### Activity
Return a copy of every line in the data below that contains "configured".

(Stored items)
= Beginning of Section =

PR #1083, opened 2022-01-12
Feature/shelf fix

vikram-86:
# Why?
curshed some bugs in frontshelfView

_A short description on what's the reasoning was behind these changes._
there were some UI and logic bugs that needed to be crushed

PR #1090, opened 2022-01-27
Front page shelves bug fixes

ninarg:
# Why?

We have a bug where the shelf would sometimes be empty:
It was a bit difficult to reproduce, it happened randomly now and then.

empty-shelf

# What?

I think I found the cause behind this bug, as least I haven't been able to reproduce it anymore after this fix.
The problem was that the cells were never created (`cellForItemAt` never called) since the frame of the shelf container ended up being squeezed by the container above and getting 0 height. And cells are never created if the height is 0, so it never ended up "claiming" the space that it needed.
I added a height anchor:
`frontPageShelfView?.heightAnchor.constraint(greaterThanOrEqualToConstant: 100)`
that makes sure the view always has a minimum height.  The constant 100 is a bit random, the shelf will always end up with a taller height anyways.

**Other bug fix**
We used to `setupFrames()` only when setting up the view for the first time. This caused the height to be wrong if one of the shelves disappeared or reappeared. We should always update the height, since the state could have changed.

# Version Change

None, merging this into Sutha's PR #1083


vikram-86:
I've tested this and indeed it fixes the bug 🔥  Great Catch ! 👍

PR #1091, opened 2022-02-01
Improve height calculations for front page shelves, and add more section spacing

ninarg:
# Why?

I noticed the height calculations for front page shelves were wrong, it doesn't match the actual height of the shelf, so we ended up with a "random" spacing in the bottom of it.

# What?

- Make static vars for the heights, so we don't need to keep a copy of the same height in two locations (where the height is calculated, and where the constraint is set), this makes it easier to change a height later
- Remove `topPadding` from height calculations, there wasn't any top padding used in the view
- Add `interSectionSpacing` for shelves, since they should have a bit more space
- Fix some warnings

# Version Change

Patch.

# UI Changes
A bit more spacing.

Skjermbilde 2022-02-01 kl  15 36 56


bstien (approved):
Good fix! 🥇

PR #1093, opened 2022-02-11
Detail callout

ninarg:
# Why?

We need a new kind of callout to highlight new verticals in the app (Næringstorget).

# What?

We already have one kind of callout, called `CalloutView`. 
The new callout is called `DetailCalloutView`, since it's smaller and has detail font.

`DetailCalloutView` is mostly a copy of `CalloutView`, but some things changed: 
- Less spacing
- Different font (.detail)
- The arrow can point to the left or right (instead of top or bottom)
- It's simpler - no functions to animate in & out, it's just configured with a text

# Version Change

Minor.

# UI Changes
Skjermbilde 2022-02-11 kl  13 41 54


magnustviberg (approved):
Looks good👏

PR #1094, opened 2022-02-11
Fix: Support for snapshot tests on Intel and M1

bstien:
# Why?
As mentioned in the iOS meeting yesterday the snapshot tests would not run successfully on M1, since there's a small color difference between the architectures when rendering shadows and cornerRadius.

The issue is described here:
https://github.com/pointfreeco/swift-snapshot-testing/issues/313
https://github.com/pointfreeco/swift-snapshot-testing/issues/424

As we discussed [there's an open PR](https://github.com/pointfreeco/swift-snapshot-testing/pull/571) that masks this issue by allowing pixels to have a slightly different value, which will work for us until we're all on M1 sometime™. Since it's not merged yet we will point to @pimms fork (thank you!) until it is or we figure out another solution. 

`subpixelThreshold` will make sure that the color channel values (RGBA) of all pixels are within the threshold. I.e. the snapshot tests won't fail if the reference pixel is #000000FF and the produced pixel is #040404FF.

## PNG issue
After setting this up yesterday some tests were still failing, and I noticed that there is a _tiiiiiny_ difference in placement when it comes to rendering some PNG images. 

https://user-images.githubusercontent.com/1901556/153592207-d0c560aa-79d7-4f10-9d30-33faf6b6731e.mp4

I'm not sure of the reason and if this applies to all PNGs, or just those with different sizes _(@1x, @2x, @3x)_, but I reached out to Sanjin and got an updated icon in PDF to use when we need a placeholder.

# What?
- Point `SnapshotTesting` to https://github.com/pimms/swift-snapshot-testing
- Set `subpixelThreshold` to 5.
- Replace PNG image `.noImage` with an updated PDF.
- Retake snapshots for all views using this 👆 

# Version Change
Minor. No breaking changes.

# UI Changes
| Old icon | New icon |
| --- | --- |
|  |  |


pimms:
I just fixed a bug, you may want to use commit ebe5672 instead.

osanoj (approved):

PR #1095, opened 2022-02-16
Component: MultilineButton

bstien:
# Why?
Our `Button`-class isn't capable of presenting a multiline string properly, which I now need in two different places. I added an ad-hoc class in #1089 for `ObjectPagePriceView`, but now I need something similar in `LinkButtonListView` as well. The difference is that here it's possible to override the button style. 

`Button` seems to be capable of presenting the title on multiple lines when there's a newline present, but not without it. I've tried to make `Button` take longer text into account when calculating its `intrinsicContentSize`, like the implementation I've added to `MultilineButton`, but it breaks almost all of the snapshot tests since there are either a few pixels less or a few pixels extra in either height or width.

So to get a working implementation, and not break everything else, I've added `MultilineButton` which subclasses `Button`.

# What?
- Add `MultilineButton`.
- Use this in `ObjectPagePriceView` and `LinkButtonListView`.

# Version Change
Minor. Only a new view added.

# UI Changes

| `Button` with a long text | `Button` with text containing newlines | `MultilineButton` |
| --- | --- | --- |
| Screenshot 2022-02-16 at 09 35 02 | Screenshot 2022-02-16 at 09 34 31 | Screenshot 2022-02-16 at 09 34 08 |


FinniversKit/Sources/Components/Button/Button/MultilineButton.swift
```diff
@@ -0,0 +1,39 @@
...
+
+    public override var intrinsicContentSize: CGSize {
+        guard let titleSize = titleLabel?.intrinsicContentSize else { return .zero }
+
+        let paddings = style.paddings(forSize: size)
+        let imageSize = imageView?.image?.size ?? .zero
+
+        return CGSize(
+            width: ceil(titleSize.width) + style.margins.left + style.margins.right + paddings.left + paddings.right + imageSize.width,
+            height: ceil(titleSize.height) + style.margins.top + style.margins.bottom + paddings.top + paddings.bottom + 2
```
bstien, line 15: 🧙‍♂️🪄

osanoj (approved):

PR #1097, opened 2022-03-14
KeyValueGridView: Use word wrapping

bstien:
# Why?
The `lineBreakMode` set for key/value labels in `KeyValueGridView` was `byCharWrapping`, which is probably not what we wanted when implementing this view.

# What?
- Use `byWordWrapping` instead.

# Version Change
Patch.

# UI Changes
| Before | After |
| --- | --- |
| Screenshot 2022-03-14 at 15 27 04 | Screenshot 2022-03-14 at 15 26 03 |


ninarg (approved):
✂️ 🚫

PR #1099, opened 2022-03-16
Improve release script

osanoj:
# Why?
A while back I was looking into automating building new Demo versions, but for that to work on the CI system we would need some changes to how certificates and prov profiles are managed (automatic by Xcode doesn't work on CI).

I did actually make some improvements to the release script and a lane to archive a version of the Demo app to be uploaded to TestFlight manually. 

# What?
- Improvements to our release script, added better version management so it will now set "Xcode" version properly in the projects.
- Added fastlane lane to build a FinniversKit Demo app, which can then manually be distributed from Xcode Organizer. It is not ideal, but it will enable us to quickly make new TestFlight version for internal testing.
- Fixed some listing issues.
- Updated gems.

# Version Change
Minor

# UI Changes
No UI changes


bstien (approved):
LGTM!

PR #1101, opened 2022-03-23
Tjt 908 make text field component customizable

thorbjxrn:
# Why?

These changes allows TextFields to be customized with a dynamic border, needed to comply with a feature design

# What?

An additional configureBorder() method was added, that takes a Boolean for enabling the variation. A default border color variable was added to keep the configureBorder method call color, as the other variable is used to change the border color dynamically

# Version Change

minor

# UI Changes

https://user-images.githubusercontent.com/17337441/159730283-6e3f9441-a949-42d4-a6ad-4ebeb54a6d2d.mp4

(although the preview is not included in the PR, just the component)

### DIFF
--- a/FinniversKit/Sources/Components/TextField/TextField.swift
+++ b/FinniversKit/Sources/Components/TextField/TextField.swift
@@ -328,8 +328,8 @@ public class TextField: UIView {
         textFieldBorderColor = color
         textFieldBackgroundView.layer.cornerRadius = radius
         textFieldBackgroundView.layer.borderWidth = width
-        setNeedsLayout()
         transition(to: state)
+        setNeedsLayout()
     }
 
     // MARK: - Actions
--- a/FinniversKit/Sources/Components/TextField/TextField.swift
+++ b/FinniversKit/Sources/Components/TextField/TextField.swift
@@ -55,7 +55,9 @@ public class TextField: UIView {
     private var textFieldBorderColor: UIColor?
     private var textFieldDefaultBorderColor: UIColor?
     private var textFieldDynamicBorder: Bool?
-
+    
+    public var textRegex: String?
+    
     private var underlineHeightConstraint: NSLayoutConstraint?
     private var helpTextLabelLeadingConstraint: NSLayoutConstraint?
 
@@ -185,7 +187,7 @@ public class TextField: UIView {
         case .phoneNumber:
             isValidByInputType = isValidPhoneNumber(text)
         case .normal, .multiline:
-            isValidByInputType = true
+            isValidByInputType = isValidRegEx(text)
         }
 
         if isValidByInputType, let customValidator = customValidator {
@@ -376,6 +378,13 @@ public class TextField: UIView {
 
     private func isValidPassword(_ password: String) -> Bool {
         return !password.isEmpty
+    }
+    
+    private func isValidRegEx(_ text: String) -> Bool {
+        guard let regex = textRegex else {
+            return true
+        }
+        return evaluate(regex, with: text)
     }
 
     private func isHelpTextForErrors() -> Bool {
--- a/FinniversKit/Sources/Components/TextField/TextField.swift
+++ b/FinniversKit/Sources/Components/TextField/TextField.swift
@@ -314,8 +314,8 @@ public class TextField: UIView {
         setNeedsLayout()
     }
     
-    public func configureFullBorder(radius: CGFloat, width: CGFloat, color: UIColor) {
-        textFieldFullBorder = true
+    public func configureBorder(radius: CGFloat, width: CGFloat, color: UIColor, dynamicBorder: Bool) {
+        textFieldFullBorder = dynamicBorder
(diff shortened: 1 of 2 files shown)


FinniversKit/Sources/Components/TextField/TextField.swift
```diff
@@ -312,6 +314,17 @@ public class TextField: UIView {
         transition(to: state)
         setNeedsLayout()
     }
+    
+    public func configureBorder(radius: CGFloat, width: CGFloat, color: UIColor, dynamicBorder: Bool) {
```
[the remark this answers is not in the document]
robinsalehjan: Setting `dynamicborder: Bool = false` should be sufficient.

FinniversKit/Sources/Components/TextField/TextField.swift
```diff
@@ -394,8 +407,20 @@ public class TextField: UIView {
 
     private func transition(to state: State) {
         layoutIfNeeded()
-        underlineHeightConstraint?.constant = state.underlineHeight
-
+        
+        if let dynamicBorder = self.textFieldDynamicBorder, dynamicBorder == true {
+            if state != .normal {
```
robinsalehjan, line 412: What if we use a `switch` statement here instead?

```
switch state {
    case .normal: ...
    default: ...
}
self.layoutSubviews()
...
```

hakloev: FYI: Actually, we shouldn’t call `layoutSubviews` here. According to Apple we should never call it ourselves, but rather call `setNeedsLayout` or/and `layoutIfNeeded`. Details [here](https://developer.apple.com/documentation/uikit/uiview/1622482-layoutsubviews)

FinniversKit/Sources/Components/TextField/TextField.swift
```diff
@@ -183,7 +187,7 @@ public class TextField: UIView {
         case .phoneNumber:
             isValidByInputType = isValidPhoneNumber(text)
         case .normal, .multiline:
-            isValidByInputType = true
+            isValidByInputType = isValidRegEx(text)
```
bstien, line 190: Could we move the implementation of the method here? 🙂 The name of the method is somewhat misleading since it seems it checks the validity of the regex and not if the text matches it.

I.e.
```swift
if let textRegex = textRegex else {
    isValidByInputType = evaluate(textRegex, with: text)
} else {
    isValidByInputType = true
}
```

FinniversKit/Sources/Components/TextField/TextField.swift
```diff
@@ -53,7 +53,13 @@ public class TextField: UIView {
     private let errorIconWidth: CGFloat = 16
     private var textFieldBackgroundColorOverride: UIColor?
     private var textFieldBorderColor: UIColor?
-
+    private var textFieldDefaultBorderColor: UIColor?
+    private var textFieldDynamicBorder: Bool?
+    
+    private var untouched = true
```
robinsalehjan, line 59: What if we rename it to: `displayHelpTextOnFirstRender = false`

FinniversKit/Sources/Components/TextField/TextField.swift
```diff
@@ -385,7 +412,10 @@ public class TextField: UIView {
     }
 
     private func evaluateCurrentTextState() {
-        if let text = text, !text.isEmpty, !isValid {
+        if textRegex != nil, !untouched, let text = text, text.isEmpty {
```
robinsalehjan, line 415: And change it here to:

```
if textRegex != nil, displayHelpTextOnFirstRender, let text = text, text.isEmpty
```

FinniversKit/Sources/Components/TextField/TextField.swift
```diff
@@ -140,6 +146,7 @@ public class TextField: UIView {
     public let inputType: InputType
     public let emailRegEx = "[A-Z0-9a-z._%+-]+@[A-Za-z0-9.-]+\\.[A-Za-z]{2,64}"
 
+    @available(*, message: "deprecated in favor of TextField+InputType.swift phoneNumber(String)")
```
robinsalehjan, line 149: This can be removed.

FinniversKit/Sources/Components/TextField/TextField.swift
```diff
@@ -410,10 +451,11 @@ public class TextField: UIView {
         UIView.animate(withDuration: animationDuration) {
             self.layoutIfNeeded()
             self.underline.backgroundColor = state.underlineColor
+
             self.textFieldBackgroundView.backgroundColor = self.textFieldBackgroundColorOverride ?? state.textFieldBackgroundColor
             self.typeLabel.textColor = state.accessoryLabelTextColor
             self.helpTextLabel.textColor = state.accessoryLabelTextColor
-
+
```
robinsalehjan, line 458:
```suggestion

```
I guess we don't need this blank line? 😄

robinsalehjan (approved):
🚢 🚢

PR #1102, opened 2022-03-25
Make Christmas promotion flexible, so it can be used in other contexts

ninarg:
# Why?

We already have support for a `ChristmasPromotion` on the front page, the same space is going to be used for other promos like hjerterom for refugees. I want to make it more general, so it can be reused in different contexts. This means also removing a bunch of fixed sizing etc.

# What?

ℹ️  I renamed `ChristmasPromotionView/ChristmasPromotionView.swift` to `PromotionView/PromotionView.swift`, but decided to temporarily keep the old name while this PR is reviewed because then you can actually see a diff (git didn’t recognise it as the same file after rename). Will name it back after it has been approved. 

- Remove all Christmas prefixes, now it’s just Promo
- Make buttons optional, hide them if not configured with a text
- Add another optional text label
- Optional background color for image
- Had to do some layout adjustments to make the layout look good for both kinds of promos
    - Now the text takes 60% of the vertical space and the image up to 40%
    - The height of the promo view follows the text content’s height, so the image adjusts to that
    - Configure image with an alignment - the icon looks best filling the space, while the Christmas image looks best trailing
- Instead of having to set a fixed height, now the header frame is resized according to the size of the promo
- Make entire promo view clickable
- Use auto layout for front page `headerView` - a bunch of layout conflicts was printed out when not because the view had a temporary width of 0

# Version Change

Breaking

# UI Changes

Skjermbilde 2022-03-25 kl  11 02 52

Skjermbilde 2022-03-25 kl  11 02 41
hjerterom-ipad


osanoj (approved):
LGTM 👍

bstien (approved):
Great job 👏 🔥

PR #467, opened 2019-05-24
feat(runtime-c-api) `wasmer_instantiate` raises the source error

Hywan:
Instead of returning only “error instanting”, `wasmer_instantiate` can
return the real error message.


Hywan:
bors try

PR #473, opened 2019-05-29
add experimental rendering with opengl and sdl

MarkMcCaskey:
very much a work in progress

we'll need to handle webgl properly


MarkMcCaskey:
Closing this for now because it's out of date, there's been more discussion on the WASI side about using WebGPU and that seems like the way to go for now.

I can imagine a future where we support versions of OpenGL and other graphics libraries for extra compatibility, but I don't think this is something we'll be doing soon.

PR #476, opened 2019-05-30
fix bug in wasi::environ_get, fix off by one error in env_size_get

### LINKED ISSUE #475: Ability to set environment variables
I couldn't find a way to set an environment variable neither in the help nor in the Rust code.

### Motivation

Because it's an easy way to configure a program's behavior.

### Proposed solution

Add a `--env key=value` cli option.

MarkMcCaskey:
adds `--env` flag (resolves #475)
fixes other wasi env bugs
adds wasi envvar test


syrusakbary:
That's a great finding.

I think it will be good to:
* Add integration tests
* Only allow part of the environment variables to leak via a new CLI option

lib/wasi/wasitests/envvar.rs
```diff
@@ -0,0 +1,21 @@
...
+    let mut env_vars = env::vars()
+        .map(|(key, value)| format!("{}={}", key, value))
+        .collect::<Vec<String>>();
+
+    env_vars.sort();
+
+    println!("Env vars:");
+    for e in env_vars {
+        println!("{}", e);
+    }
```
syrusakbary: Can we add a case to retrieve a single env var when:
* env var is present (such as `DOG`)
* env var is not present (such as `UNKNOWN`)

MarkMcCaskey:
bors try

PR #479, opened 2019-06-02
Added missing symbols for `ffmpeg`

piranna:


hrydgard:
replacing _llvm_exp2_f32 with _llvm_exp2_f64 that way looks a bit dubious

piranna:
> replacing _llvm_exp2_f32 with _llvm_exp2_f64 that way looks a bit dubious

I know, but for some reason I got signature errors on this point. I'm open to discussion about how to fix it.

lib/emscripten/src/emscripten_target.rs
```diff
@@ -95,6 +95,10 @@ pub fn _pthread_attr_setstacksize(_ctx: &mut Ctx, _a: i32, _b: i32) -> i32 {
     debug!("emscripten::_pthread_attr_setstacksize");
     0
 }
+pub fn _pthread_cancel(_ctx: &mut Ctx, _a: i32) -> i32 {
+    debug!("emscripten::_pthread_cancel");
```
MarkMcCaskey: One small note:  I changed this in the last PR I did: I made pthread functions `trace` instead of `debug`.  We have to compile with `--features=trace` instead.

I think it's a good change though because they can be really verbose and they don't do anything.  I found that they were hiding the important information from Python so I changed them.

I'll post about it on Slack, too

syrusakbary:
Closing this PR, as is not relevant any longer

PR #481, opened 2019-06-03
Added context trampoline into runtime

syrusakbary:
Based on #450

### DIFF
--- a/lib/runtime-c-api/src/trampoline.rs
+++ b/lib/runtime-c-api/src/trampoline.rs
@@ -19,13 +19,25 @@ pub extern "C" fn wasmer_trampoline_buffer_builder_new() -> *mut wasmer_trampoli
 
 #[no_mangle]
 #[allow(clippy::cast_ptr_alignment)]
-pub unsafe extern "C" fn wasmer_trampoline_buffer_builder_add_function(
+pub unsafe extern "C" fn wasmer_trampoline_buffer_builder_add_context_trampoline(
     b: *mut wasmer_trampoline_buffer_builder_t,
     f: *const wasmer_trampoline_callable_t,
     ctx: *const c_void,
 ) -> usize {
     let b = &mut *(b as *mut TrampolineBufferBuilder);
-    b.add_function(f as *const CallTarget, ctx as *const CallContext)
+    b.add_context_trampoline(f as *const CallTarget, ctx as *const CallContext)
+}
+
+#[no_mangle]
+#[allow(clippy::cast_ptr_alignment)]
+pub unsafe extern "C" fn wasmer_trampoline_buffer_builder_add_callinfo_trampoline(
+    b: *mut wasmer_trampoline_buffer_builder_t,
+    f: *const wasmer_trampoline_callable_t,
+    ctx: *const c_void,
+    num_params: u32,
+) -> usize {
+    let b = &mut *(b as *mut TrampolineBufferBuilder);
+    b.add_callinfo_trampoline(::std::mem::transmute(f), ctx as *const CallContext, num_params)
 }
 
 #[no_mangle]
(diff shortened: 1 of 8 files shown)


syrusakbary:
bors try

lib/runtime-c-api/tests/test-import-function.c
```diff
@@ -14,8 +14,15 @@ typedef struct {
   int value;
 } context_data;
 
+struct print_str_context {
+    int call_count;
+};
+
 void print_str(wasmer_instance_context_t *ctx, int32_t ptr, int32_t len)
```
Hywan: This PR is an excellent start, thank you, but it doesn't solve the issue we have with dynamic languages like PHP, Python and so on.

In C, Go, Rust… `print_str` is declared with static arguments (here `ptr` and `len`). In dynamic languages, the function isn't statically declared. Generally, a “function” is a combination of one or more structures (in PHP for instance, this is two, in Python, this is one) and the VM has some mechanisms to call the function. We __cannot__ declare a list of arguments. Thus, an API like https://github.com/WebAssembly/wasm-c-api/blob/040b983b517ff8ef431f9396e8b98b096fa37d28/example/hello.c#L11-L13 where arguments are stored in an array (so are dynamic, opposed to statically declared) is ideal and the only way to make it work.

I don't know if I'm clear. Am I?

losfair: Fixed in latest commit.

lib/runtime-c-api/src/trampoline.rs
```diff
@@ -0,0 +1,60 @@
...
+
+#[no_mangle]
+#[allow(clippy::cast_ptr_alignment)]
+pub unsafe extern "C" fn wasmer_trampoline_buffer_builder_add_function(
+    b: *mut wasmer_trampoline_buffer_builder_t,
+    f: *const wasmer_trampoline_callable_t,
+    ctx: *const c_void,
+) -> usize {
+    let b = &mut *(b as *mut TrampolineBufferBuilder);
+    b.add_function(f as *const CallTarget, ctx as *const CallContext)
```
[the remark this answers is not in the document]
losfair: Do we really need to check null pointers explicitly that way?

It's easy to debug SIGSEGV's caused by null pointers.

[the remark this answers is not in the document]
Hywan: This is what we did in the other function, it's debatable :-).

lib/runtime-core/src/trampoline_x64.rs
```diff
@@ -0,0 +1,245 @@
...
+        idx
+    }
+
+    /// Adds a callinfo trampoline.
+    ///
+    /// This generates a trampoline function that collects `num_params` parameters into an array
+    /// and passes the array into `target` as the second argument when called. The first argument
+    /// of `target` is the `context` specified here.
+    ///
+    /// Note that non-integer parameters/variadic functions are not supported.
```
Hywan: Does it support floats (I think it does not matter since the bits can be interpreted as a float, but I prefer to ask)?

lib/runtime-c-api/tests/test-import-function-callinfo.c
```diff
@@ -0,0 +1,132 @@
...
+        .call_count = 0
+    };
+
+    printf("Creating trampoline buffer\n");
+    wasmer_trampoline_buffer_builder_t *tbb = wasmer_trampoline_buffer_builder_new();
+    unsigned long print_str_idx = wasmer_trampoline_buffer_builder_add_callinfo_trampoline(
+        tbb,
+        (wasmer_trampoline_callable_t *) print_str,
+        (void *) &local_context,
+        3
```
Hywan: 3 for the instance context + `print_str` arguments, is that correct?

I wonder if we should keep the instance context 🤔… it's for another PR anyway.

lib/runtime-core/src/trampoline_x64.rs
losfair: Floats are passed in different registers and it would be very complex to handle this case. I think it's better to just support integer parameters.

Hywan: So trampoline doesn't work with floats. It's important to know!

= End of Section =

### Output of the exercise
- It's simpler - no functions to animate in & out, it's just configured with a text
- Make buttons optional, hide them if not configured with a text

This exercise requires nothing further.